## Minkowski's Convex Body Theorem

Suppose $S$ is a convex set in an "n-dimensional" vector space in a lattice $L$ which is symmetric about the origin. Then, Minkowski's Theorem states that if the volume of the set $V(S) > 2^nd(L)$, then $S$ must contain at least one lattice point other than the origin.

Before diving deeper, let's first clearly understand some terms used in the theorem..

### Convex

A set $C$ is said to be convex in $\mathbb{R}^n$ if for all points $a,b \in \mathbb{C}$, the segment joining the points $a$ and $b$ is completely contained in $C$. \newline

An example for a set in $\mathbb{R^2}$ is as follows.

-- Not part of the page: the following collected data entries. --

PR #120, opened 2019-02-12
add missing dependencies to README

lfuelling:
Hi,
I found missing dependencies while trying to get this to run.

PR #121, opened 2019-02-12
Theming support (includes vaporwave theme)

lfuelling:
Hi,

as I announced on [Mastodon](https://comm.network/@lerk/101580319862703664), here's the PR including theme support (using the config file, not yet per-user) and my custom vaporwave theme inspired by the theme of my Mastodon instance.

Unfortunately this includes #120 because I was stupid while creating the branch.

Here are some screenshots (believe me, the gradient looks better in [real life](https://lewd.club)):

login view

app view

**EDIT:** Sorry, I saw #117 too late. I rebased onto that and made some fixes. (@eauchat it would be nice if you could give feedback on whether I got the changes you intended right)


lfuelling:
I also changed the behavior of the user menu (on the top left).
When in the overlay (iframe), clicking the menu will navigate back to `/sso/info` so paranoid people like me can be sure there is nothing else running on there site where they enter their password.
This might be too paranoid for official packages, but since users are able to run basically *anything* with this overlay showing, it seemed like a good idea. People who are not that paranoid still can click "edit my profile" in the footer and will be taken to `sso/edit` inside the iframe.

lfuelling:
Please don't merge this right now. I found a bug that when the iframe was opened once, it doesn't get closed properly (more like hidden) and the user is unable to click anything except the (now hidden) links on the overlay.

I will look into this when I get home.

eauchat:
Hey, I'm just discovering this now. I'll try to have a look a the changes you made as soon as I make time, but it's cool to have other people working on theming :)

About the ynh logo, I had intentionally removed it, so it appears only in the panel display (= the iframe) because I found it a bit confusing sometimes to have it in the home page, it makes you want to click on it but it's not clickable. But maybe it's also good to have it.
Or maybe it's possible to distinguish between a navigation button (the one you have in the iframe) and a logo that is always present and not clickable.
Maybe that'd be more straightforward, I don't know. What do you think?

lfuelling:
I think it's pretty clear that the button (which has a black background and is dragable) is something else than the logo which is always at the same position.

But I also tried clicking it multiple times. :grin: 

I would leave it because it looks more consistent with the logo than without.

alexAubin:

### Symmetric about the origin

A set $C$ is said to be symmetric about the origin if for every point $x \in C$, $-x \in C$. In other words, the reflection of every point in $C$ across the origin must also be in $C$. For example

### Lattice

A lattice is an array of points that differ in equal intervals in any dimension. The most widely used lattice is the well-known "integer lattice ($\mathbb{Z}^2$)". For example, non-integer lattices, are hexagonal and parallelogram lattices in the Euclidean Plane.

### Determinant of a lattice

The determinant of a lattice L is the volume of the smallest area enclosed by the lattice point. This is represented by $d(L)$. For example, the determinant of the lattices in the above will just be the area of "1 hexagon" and "1 parallelogram formed by 4 adjacent lattice points" respectively.

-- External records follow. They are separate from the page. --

PR #116, opened 2019-01-28
First tests to introducing custom themings.

eauchat:
Along with pull request in "yunohost" repo (that will be cross referenced bellow), this is implementing the necessary bits to modify SSO display depending on the chosen custom theme.
I joined two ultra basic custom themes for the sake of the demonstration.

Note: I could work on making one or two proper themes that could be included with ynh by default on install, in addition to the possibility to add any new custom ones.

PR #122, opened 2019-02-21
Theming reloaded

alexAubin:
https://hooktube.com/watch?v=FDkhqjvS43E

Sooo I tried to merge the various work from #116, #117 , #118 and #121 because it was quite confusing because there are many different things to handle (and the specs of theming were not so well-defined) ... There are also various things which I am not sure to understand, mostly related to the historical code for SSOwat...

TODO : 
- [x] check / include chateau theme example
- [x] have a look at all the FIXME's
- [x] test in various case (logged in / not logged in, check the 'yunohost' button and overlay, ...)
- [x] Try to remove some JS madness
- [x] Implement a nice "light" theme (in opposition to the default 'dark' theme)
- [x] Write some documentation on how to add / build a new theme
- [x] There is a weird issue when logging-out from the 'overlay' thing : you don't truly get redirected to the actual login form, you stay in the overlay ... Probably related to the fact that it's done in an iframe
- [x] Make it easy to change the yunohost logo by something else
- [x] Make it easy to change the yunohost background by something else
- [x] We might want to tweak `yunohost_panel.conf.inc` in core instead of loading 3 different piece of js/css from the JS, otherwise that's a huge mess ...
- [x] Maybe we should split custom.css (from themes) into a custom_portal.css and custom_ynhicon.css ... to be discussed

Test cases to test / validate : 
- [ ] Login page
- [ ] Portal page
- [ ] App page when it include ynhpanel.js (the icon in the corner)
- [ ] The portal overlay when clicking on the icon in the corner when being in an app
- [ ] All of those both for the default theme and the example themes ...
- [ ] Annnnnd check that everything looks decent on mobile ...


portal/assets/js/global.js
```diff
@@ -68,4 +68,21 @@ document.addEventListener('DOMContentLoaded', function() {
     addMaildrop.parentNode.insertBefore(inputDropClone, addMaildrop);
   });
 
+  // FIXME - I don't understand what this do ...
+  // This looks kinda hackish :|
+  if(window.location != window.parent.location) {
```
lfuelling: This condition is true, when the page is inside the iframe (page url != html url)

portal/assets/js/global.js
```diff
@@ -68,4 +68,21 @@ document.addEventListener('DOMContentLoaded', function() {
...
+    // Set class to body to show we're in overlay
+    document.body.classList.add('overlay');
+      let userContainer = document.querySelector('a.user-container');
+      userContainer.classList.replace('user-container-info', 'user-container-edit');
+      userContainer.setAttribute('href', userContainer
```
lfuelling: This changes the `href` from `[...]/edit.html` to `[...]/` (which becomes `[...]/info.html` eg. the main page)

portal/assets/js/global.js
```diff
@@ -68,4 +68,21 @@ document.addEventListener('DOMContentLoaded', function() {
...
+          .getAttribute('href')
+          .replace('edit.html', ''));
+      userContainer.addEventListener('click', function(e) {
```
lfuelling: This prevents the link's default behavior (which is navigate inside the iframe) and navigates to the page on the main page instead of inside the iframe.

lfuelling:
Hey @alexAubin, 
I added some comments to the sections I wrote. Hopefully it clarifies their purpose.

portal/assets/js/global.js
```diff
@@ -68,4 +68,21 @@ document.addEventListener('DOMContentLoaded', function() {
     addMaildrop.parentNode.insertBefore(inputDropClone, addMaildrop);
   });
 
+  // FIXME - I don't understand what this do ...
```
lfuelling: Basically this is the "feature" I described in [this comment](https://github.com/YunoHost/SSOwat/pull/121#issuecomment-463161831).

.gitignore
```diff
@@ -1,4 +0,0 @@
-*.swp
```
lfuelling, line 1: The `.swp` ignore was  there before I added the other stuff.

portal/assets/js/global.js
```diff
@@ -68,20 +68,4 @@ document.addEventListener('DOMContentLoaded', function() {
...
-  var r = new XMLHttpRequest();
-  r.open("GET", "/ynhpanel.json", true);
-  r.onreadystatechange = function () {
-    // Die if error
-    if (r.readyState != 4 || r.status != 200) return;
-    // Response is JSON
-    response = JSON.parse(r.responseText);
-
-    // load additional theme's script
-    loadScript("/yunohost/sso/assets/themes/"+ response.theme +"/js/ynhpanel.js");
```
lfuelling: I'd also rather not have themes load js code. CSS in enough IMHO.

helpers.lua
```diff
@@ -586,7 +586,7 @@ function get_data_for(view)
     data['flash_fail'] = {flashs["fail"]}
     data['flash_win']  = {flashs["win"] }
     data['flash_info'] = {flashs["info"]}
-    data['theme_name'] = ""..conf["theme"]
```
lfuelling: Sorry, that was a debugging measure I forgot to change back. (I don't know lua at all so I had to try some stuff)

.gitignore
alexAubin: Yes, don't worry :wink: 
I was just a bit frustrated that this .gitignore was just getting filled with various tmp files coming from stuff which have basically nothing to do with ssowat itself and i don't think we want to have 10+ lines filled with that kind of stuff. Anyway that's not a big deal but I propose to just get rid of the .gitignore

helpers.lua
lfuelling: Also it* didn't work for me *at all* without the stuff that I consider to be a typecast to String (`""..var`).

*it => getting the theme name

portal/assets/js/global.js
alexAubin: Ah yes, in fact I don't know about this because I didn't do so much theming in my life. If you think JS ain't needed then that's fine with me ?

portal/assets/js/global.js
alexAubin: Wow that's pretty interesting, wouldn't have thought about that kind of stuff o.O" Now you make me wonder if we shouldn't just do this as well for the "edit my profile" at the bottom as you mention it :P

portal/footer.ms
```diff
@@ -11,5 +11,8 @@
 
   <!-- Scripts -->
   <script src="assets/js/global.js"></script>
+  {{#theme}}
+  <script src="assets/themes/{{theme}}/global.js"></script>
```
lfuelling: So every theme has to implement Javascript or the request for this element will fail. (Which is only visible when the devtools are open but imo it's a bad practice.) 

Would it be possible to detect if a js file exists for given theme and only put in the script tag if it does?

portal/assets/js/global.js
lfuelling: I thought about that too.

.gitignore
lfuelling: Yes, I can also put all the stuff into my global ignore file. (Which would be best practice anyway :p)

portal/assets/js/global.js
lfuelling: No, not really. Most stuff can also be done using CSS.

helpers.lua
alexAubin: Uh that's weird o.O It seems to be working on my side ?

lfuelling: Okay, Ignore my comment then :grin:

portal/assets/js/global.js
eauchat: Personally, I think it would really good to have the possibility to run js in themes. If you want to do some real fun things, you will need it.

alexAubin: Hmyea naively I too think that brings more flexibility ...

lfuelling: It does. But it's a security hole. 
(Considering it might be possible in the future to 1-click-install random themes)

alexAubin: Kind of yes, but I don't think we would allow to install themes which did not have some sort of reviewing from the community like we do with the community app list... So, yes, can be seen as a security hole, but not really much a bigger hole than installing community apps in the first place (which run bash scripts as root) :P

eauchat: I guess but that's why there would be official and non official themes (like for app) and a warning if you want to install external themes, no?
You have to trust someone at some point, when you install something.

eauchat: IMHO not letting js is keeping the power to do nice things only in the hands of YNH devs and to me, one cool thing of FOSS is when they make it easy for more people to do power stuff.
After, I don't know the whole extent of security issues, I just know that the first theme I made for YNH needed javascript to be achievable ;)

lfuelling: Okay, I'm outvoted I guess :grin: 

Please take into account my comment to the other location where theme js is loaded, regarding the 404 that will occur with themes that have no js.

alexAubin: I think it really boils down to what we allow in terms of "installing custom themes". For now I think we should do the following : 
- ship a few "official" themes
- allow people to easily add their own theme / tweakins, e.g. copying one of the default themes and tweaking the css and so on
- if people want to share theme with each other, they should wget and extract some zip archive (and of course realize that they are running other people's code on their machine ...) so still doable, but that requires more than 1-click.

In the long term : 
- We can allow people to change theme from the webadmin
- Allow people to import a new theme somehow (idk, maybe entering an url to a zip archive) and have a warning explaining that they should be careful ... Maybe we can have a repo with themes, and people would be able to submit PR to this repo to add their own theme to be reviewed by the community, idk. We have time to think about this.

But the bottom line is that we shall indeed avoid 1-click install where people ~~accept candies from strangers~~install themes from random third-parties without being aware of possible implications

eauchat: > Please take into account my comment to the other location where theme js is loaded, regarding the 404 that will occur with themes that have no js.

Yep, I also saw this issue when coding, but I didn't know a simple way to solve it. Checking that a file exist isn't so straightforward with js, and in the end I decided that it's not such a big deal if it just doesn't file the file. It's the same for styles, it just warn a 404 but doesn't really create an issue I think.
Another way would be to specify in the doc that it's good practice to have those files, even if they are empty.
But all that is not so optimized, I agree it would be cool to be able to make the request only if the file exists.

lfuelling: > > Please take into account my comment to the other location where theme js is loaded, regarding the 404 that will occur with themes that have no js.
> 
> Yep, I also saw this issue when coding, but I didn't know a simple way to solve it. Checking that a file exist isn't so straightforward with js, and in the end I decided that it's not such a big deal if it just doesn't file the file. It's the same for styles, it just warn a 404 but doesn't really create an issue I think.
> Another way would be to specify in the doc that it's good practice to have those files, even if they are empty.
> But all that is not so optimized, I agree it would be cool to be able to make the request only if the file exists.

Yes, I'd try checking for the file in lua and printing some boolean value corresponding to this check into the js code, which in turn would stop the `script`-tag to be added when no js file was found.

lfuelling: > But the bottom line is that we shall indeed avoid 1-click install where people ~~accept candies from strangers~~install themes from random third-parties without being aware of possible implications

:grin: 
If no 1-click install was available, the user can be blamed enough for putting malicious code into the application (by themselves).

portal/assets/js/global.js
```diff
@@ -62,6 +39,26 @@ document.addEventListener('DOMContentLoaded', function() {
...
+    for (var i = 0; i < app_tiles.length; i++) {
+        app_tiles[i].addEventListener('click', function(event) {
+        // if asked to open in new tab
+        if (event.ctrlKey || event.shiftKey || event.metaKey
+            || (event.button && event.button == 1)) {
+            return
+        }
+        // if asked in current tab
+        else {
+            event.preventDefault();
```
lfuelling: I would add a call to `event.stopPropagation` to prevent the event from bubbling up.

portal/assets/js/global.js
eauchat: @alexAubin I agree with all your points, I think the admin theme install part should be designed like the one for apps (which should/will be changed a bit I guess YunoHost/issues#1302).
Official themes, easy to install in one click, non official with warnings, and make it easy to customize (duplicate, modify) themes.
I think a repo with themes is a cool idea.

lfuelling: A repo with themes would be awesome!

It would be even more awesome if it was a submodule of SSOwat but idk if you're up for the hassle this brings :)

alexAubin:
Sooo I fixed quite a lot of JS madness .. I ended up merging global.js into ynhpanel.js because I did not understand the point of having two separate files ... Hopefully it should be much easier to understand what's going on, starting here : https://github.com/YunoHost/SSOwat/blob/ad27933f5485ae6fd23b6f2d3924185564180f63/portal/assets/js/ynhpanel.js#L201-L220

Needless to say I would never have been able to do this without eauchat's initial refactoring.

I guess a similar work could be done for ynhpanel.css vs. ynh-style.css but I'm not comfortable enough with css :sweat_smile:

lfuelling:
I think it's better not to merge those files to keep `ynh-style.css` "small" (< 800 lines) :)

alexAubin:
Weeeell, obviously I would agree, but why should one be small and the other one big ? At this point, ynh-style is about 800 lines and ynhpanel.css is 165 lines ... But my understanding is that they are basically both loaded on every page behind a yunohost (one via the ynhpanel.js, and the other from the portal itself, loaded in the overlay) ?

lfuelling:
`ynhpanel.css` is not loaded on `/yunohost/sso/`. The stuff inside seems to affect only the overlay and ynh-button.

Maybe some things could be ported from `ynh-style.css` to `ynhpanel.css` if they're only used there.

alexAubin:
Sure, but the bigger one, `ynh-style.css`, is included in the portal, and the portal is included in everypage in the overlay ... So if we are worried about performance, that's what we should be pay attention to ?

lfuelling:
I was more worried about maintainability in this case. 

From a performance point of view it might be wise to start using a minifier/preprocessor. 
Although I can't think of any better time to do the preprocessing than as a precommit hook in combination with something like a `/dist` folder.

Psycojoker:
We are already using gulp for the admin for minification, although I really don't like it, it would be easy to port it for SSOwat since our toolchain is already adapted for that.

eauchat:
Hey, I can't have look at the code right now but whenever I can I will, so I understand better this idea of merging global.js and ynhpanel.js.
Originally those two files where separate and doing roughly the same things, each independently from each other.
For me the point on keeping two files was to separate what's about the portal and what's about the panel (= the fact that the portal can be shown/hidden from an app).
Same thing for css.
I think even a bit more fragmentation would be better in fact: maybe a global.js-global.css loaded in all SSO pages, and a loggedin.js for what's happening in logged in pages, or maybe better one js per page?? (portal.js, edit.js...), maybe same for styles. And a panel.js-panel.css for what concerns the display of the portal from apps.

I feel it would be much simpler to have small files loaded only when they are useful, would be one or two max per page, but different ones depending on the page. (Maybe it could remove the need to minify anything.)

I'm thinking out loud, without looking at the code. But...
What do you think?

I really want to help on this, but these days are not so good for me. But if I succeed making some time I will try to :)

alexAubin:
Well I really thing we don't need to manify anything so far .. The total weight of the JS file is about 12 ko which is fine I think. Then there's the question of wether or not to optimize the number of requests (which is opposite of fragmenting the code in multiple files ;)). In fact right now I'm worried about the fact that loading the two regular CSS files + the regular JS + the custom CSS from theme + the custom JS from theme **on every app page** is already too much, so I would try to avoid fragmenting even more ...

Anyway, I merged those two global and ynhpanel.js files : 
- for semantic, because it was really not clear what piece of code was meant to use and in which context ... I tried to make it much clearer
- for style consistency : for example in the first file, the "DOM loaded" event was handled one way, and in a completely different way in the second file... Also ynhpanel.js adds some helper which are useful to clarify the code of global.js (instead of absolute madness like `foo && [].forEach(foo, function() { ...`)

eauchat:
Maybe I'm making it too complicated, and having so many files is just useless in fact.
I was just thinking of the issue you were mentioning Aleks of having js code that concerns the display of the apps list in a js that is loaded in the login page.
It would be nice that the code that concerns the listing of apps is just loaded in the page where it's needed.

alexAubin:
Yes indeed, but working more on this I think it's really no big deal. Basically the difference is that it's gonna perform a loop on an empty array and it's not so much of a big deal ... I was just confused by so many different things that this detail struck me at that time but now it's a bit clearer in my mind (though there definitely still are weird stuff in there I suppose :D )

If we really want to, I noticed that the `<body>` has the class `logged` when user is logged in so we can add an `if (! logged) {return;}` somewhere to avoid attempting to run irrelevant code but that's just a detail I think

eauchat:
Ok, for me the idea was more that it's not necessarily so cool to send some code about what's happening when you're logged in, when you are not.
I think it would be wiser if you cannot know what's happening inside when you're logged out.

alexAubin:
Well really what's happening is that it's simply trying to grab a few elements based on their class / ids and change some styling and stuff, so as said it's really basically doing a look on an empty array ...

Then if you are concerned about security : yes, ideally not having JS involved would be nice. And in our case, this JS ain't necessary to log in so it could be remove. But in the future (or in a theme using fancy stuff) it could be ... But security-wise, also consider that if you don't trust the website you are logging in, you should not attempt to log in in the first place :/ We can't really do much about that..?

alexAubin:
Ah I think I understand what you mean now ... But well I don't really think it's a big deal... it's not as if it was supposed to be secret. In fact, license-wise, YunoHost is AGPL, and per the clause of AGPL, even if you do customize some stuff (like the theming and JS and so on), you are supposed to make your modification public (even if they are just meant for you).

lfuelling:
No security relevant code should be run in client js anyway. That part should be left to the server as any client can edit the code.

Regarding the file size: I wouldn't worry about that, as Nginx has caching capabilities and the css/js *should* only be loaded when it changed or on the first visit to the page*.

*: I don't know if that's switched on by default in ynh

alexAubin:
I think it's not enabled ;D : 

```
# grep -nr "cache" /etc/nginx
/etc/nginx/conf.d/yunohost_admin.conf:21:    ssl_session_cache shared:SSL:50m;
/etc/nginx/conf.d/yunohost_admin.conf.inc:9:    # Short cache on handlebars templates
/etc/nginx/conf.d/ssowat.conf:1:lua_shared_dict cache 10m;
/etc/nginx/conf.d/yolo.test.conf:30:    ssl_session_cache shared:SSL:50m;
```

ssl_session_cache is only about the SSL part I guess

eauchat:
I'm not really getting what are the three options [here](https://github.com/YunoHost/SSOwat/blob/32323b49808982341ff3b6a18e82cf4c65c20f17/portal/assets/js/ynhpanel.js#L203-L206).
From what I was understanding, there was two cases:
  - loading directly from visiting `yunohost/sso`,
  - loading from an iframe in an app (and that iframe simply shows `yunohost/sso`).

What's the third one?

eauchat:
Oh, I guess I understand. This is because ynhpanel.js is loaded both in `yunohost/sso` and in the apps.
I guess your goal doing that was to be able to share helpers useful in both codes.

alexAubin:
Yes, it's loaded in the apps themselves (in that case, the relevant JS is for instance the code that manages the display and dragging of the small "panel button")

>I guess your goal doing that was to be able to share helpers useful in both codes.

Yes, but mostly it was just too confusing to understand what piece of code was loaded and when ... `ynhpanel.js` was loaded all the time in everypage (like now) and then *inside* the portal, you would get an additional `global.js` which does a few things related to the portal, and the two JS files were having different coding style which is just complete madness. Considering `global.js` was small, one might just as well merge it in `ynhpanel.js` and make everything simpler to understand.

eauchat:
Thinking of the ynh logo/portalButton, since it would be nice to be able to setup any file+filetype you want for it (png, svg)...
What do you think of serving all files contained in the current themes folder? I guess this must be doable from access.lua.
You could then query all the current theme related files without needing a specific rule for each file: `/ynhtheme/custom.js`, `/ynhtheme/custom.css`, `/ynhtheme/background.jpg`, `/ynhtheme/myCustomLogo.svg`.

lfuelling:
But wouldn't this also require every theme to use those files (or bundle empty/"default" files)?

eauchat:
Mmmh maybe my comment wasn't very clear. I can try to rephrase it.

The idea would be that the SSO would serve any file contained in the themes directory.
It means for example that from your theme you can specify css rule like this: 
```
background-image: url("/ynhtheme/mynicelogo.svg")
```
And if you have this `mynicelogo.svg` file in your theme's folder it will be served.

It's doesn't address the issue of calling for absent themes custom.js/custom.css. It's to bring possibility to have custom logos or other medias.

eauchat:
Hey, nice for the merging.
Funnily I was just working on making content from the themes directory available to root like I said.
I didn't know a good approach so I tried making a basic ls of the directory, but I didn't get to make it work so far I don't understand why it just doesn't work to serve files, even if the ls works. I guess it could be some kind of lua specific behavior that I don't know of.
I'll try some more tomorrow.

eauchat:
So... the last PR I posted, should solve:
- [X] include some theme examples
- [X] have a look at the FIXMEs (there was only one left, and personally I had no issue about the portal button not being dragged correctly if moving mouse too fast, for me everything behaves fine)
- [ ] Implement a nice "light" theme (I don't know exactly what you meant by this one, so don't know if it's done ;)
- [ ] Write some documentation on how to add / build a new theme (I can try to work on this next)
- [X] Make it easy to change the yunohost logo by something else ?

Questions:
I don't think everything has to be perfect to start kicking in the theming feature, but with the current styles, it requires quite a lot of css to simply change the background of the page for example.
Made me wonder if it would not be nice to simplify even more the css.
Just an idea. Interested in other's opinion, I wouldn't mind working on it, if other people find that useful too.

alexAubin:
>I don't think everything has to be perfect to start kicking in the theming feature, but with the current styles, it requires quite a lot of css to simply change the background of the page for example.
Made me wonder if it would not be nice to simplify even more the css.
Just an idea. Interested in other's opinion, I wouldn't mind working on it, if other people find that useful too.

Yes :+1: To me that sounds like a good idea

Also thanks for all the mentionned work :wink:

alexAubin:
I'm currently doing some test and the CSS for theme is a bit of a mess ... We need to clarify some stuff because currently you can't really change `body`'s CSS (or any "standard" stuff like `a`, `table`, ...) because `custom.css` will be loaded in all apps and that might change the CSS of every app ...

So either we should : 
- split the stuff into two css files, one only to customize the display of the "portal icon", the other one to customize the overlay
- or keep a single file, but prefix ~everything with ynh- to avoid conflict with the original CSS of apps ...

eauchat:
@alexAubin Hey just seeing your comment (didn't check your changes yet so I don't know what you chose).
But I strongly vote for dividing css for different uses. The ones for the ynhpanel, the ones for the portal.
But I guess you already knew what would be my opinion, because I was saying the same for js code before ;)
To me this makes things easier to code and to understand. Now I know the current logic, but sometimes even knowing it, I forget that js and css are loaded in all pages and have issues when trying to create themes and I created lots of problems.
Like what you mention of styling the body that will change the style of every app.

eauchat:
I saw afterwards the playings you had with themes and looking forward to testing changes you made ;)

alexAubin:
Sooooo let me try to summarize the various things I've been working on : 

- split the CSS into two specific files : portal and overlay - so that you don't have to make sure that you rules for the portal won't cause any trouble on apps ...
- however I kept a single JS files ... partly because of laziness and also to avoid an additional request / file to handle ... also because the portal and overlay kinda use the same helpers so splitting the file would mean duplicating code
- implemented a light theme (in opposition to the default "dark" theme) : c.f. screenshot of [login](https://framapic.org/Op2jzTqQQzvm/mlWdp9qqIsu0.png) and [app list](https://framapic.org/H2zKTQZiUQma/RQtvAgp0UK3k.png) - inspired by what I saw a while ago on Open Tunisia
- removed some JS madness loading the additional CSS and JS after DOMready event ... c.f. https://github.com/YunoHost/yunohost/pull/689
- fixed an issue with dragging of the small yunohost button/tile inside the overlay iframe
- enabled a 1-hour cache on all the portal assets to reduce the number of request ... 
    - I choose 1 hour because some of those assets may change (e.g. if the admin changes the theme or just the logo .. you don't want to have to tell all your user to force a cache refresh ... I guess 1 hour is an acceptable tradeoff)
- many attempts to improve the semantic of various stuff, + various small tweaks / bugfixes
- documented the whole thing, c.f. : https://github.com/YunoHost/doc/pull/957

Soooo to me the work is **complete**. The last thing I'm wondering about is what themes to really include. Imho the `light` theme is definitely to be kept (apparently we tend to underestimate how dark interface make people afraid...). The `clouds` and `vapor` theme are kinda fun and show example of what can be done. However imho the `random` theme imho is a bit too much... so I propose to remove it (or it should be optimized to avoid copypasting n time the logo just to change the color :s ).

eauchat:
Hey, some quick remarks...
It's really cool all the work :)
I totally agree with you that it's not necessary to include the random theme by default. It needs improvement, and I think it's place is more in a repo somewhere with custom themes that people can install if they want.
One proposal: let's rename the info.html page to portal.html, would be more clear no?
And it's been a while that I was thinking it would be also cool somewhere for admins to actually be able to set a completely custom portal page. In other words, instead of /yunohost/sso/ serving info.html, it would serve whichever page the admin decided/created instead.
I think it would be really cool, and I imagine it might not be so complicated to do. But maybe it's not actually something to do in sso repo but in yunohost repo?

alexAubin:
Planning to add this to the 3.5.x which I would like to release early next week ... so this should be merged in the next few days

Now, we understand what the theorem says completely. Let's move on to building the foundation for our proof.

### Blichfeldt's Theorem

If R is a bounded set in $\mathbb{R}^2$ with area greater than 1, then R contains two distinct points $(x_1,y_1)$ and $(x_2,y_2)$ such that the point ${(x_2-x_1,y_2-y_1)}$ is an integer point in $\mathbb{R}^2$

Proof: Let $S = \{(x,y) | 0 \le x < 1 \text{and} 0 \le y <1\}$. For every point $a \in \mathbb{Z}^2$, define $S_a = S + a$ be the translation of $S$ along the line segment with endpoints $(0,0)$ and $a$. Note that $a$ will be the only integer point in $S_a$  Since, $R$ is bounded, we know that there will be a finite number of points $z$ such that $R_z = S_z \cap R$ is non empty. Let $R_z-z$ be the translation of $R_z$ back to $S$ along the line segment with endpoints $(0,0)$ and $z$. Since the translations are plane isometry, the area of the sets during translation will be preserved, thus, $A(R_z-z) = A(R_z)$. We have,
$$\sum_{z\in \mathbb{Z}^2}A(R_z-z) = \sum_{z \in \mathbb{Z}^2}A(R_z) = A(R) > 1$$
This means that that all the subsets $R_z$ are stacked one upon another after the translation. Since, the sum of area is greater than 1, we can say that, after the translation, there will be at least integer points $z_1$ and $z_2$ such that the areas of $(R_{z_1}-z_1)$ and $(R_{z_2}-z_2)$ overlap. That is, $(R_{z_1} - z_1) \cap (R_{z_2} - z_2) \neq \phi$. Define $r \in (R_{z_1} - z_1) \cap (R_{z_2} - z_2)$. Let $r+z_1 = r_{z_1} \in R_{z_1}$ and $r+z_2 = r_{z_2} \in R_{z_2}$ by definition. We have,
$$r_{z_1} - r_{z_2} = (r+z_1) - (r+z_2) = z_1-z_2 \in \mathbb{Z}$$
Thus, there are two distinct points in R $r_{z_1}$ and $r_{z_2}$, whose difference in co-ordinates is an integer point.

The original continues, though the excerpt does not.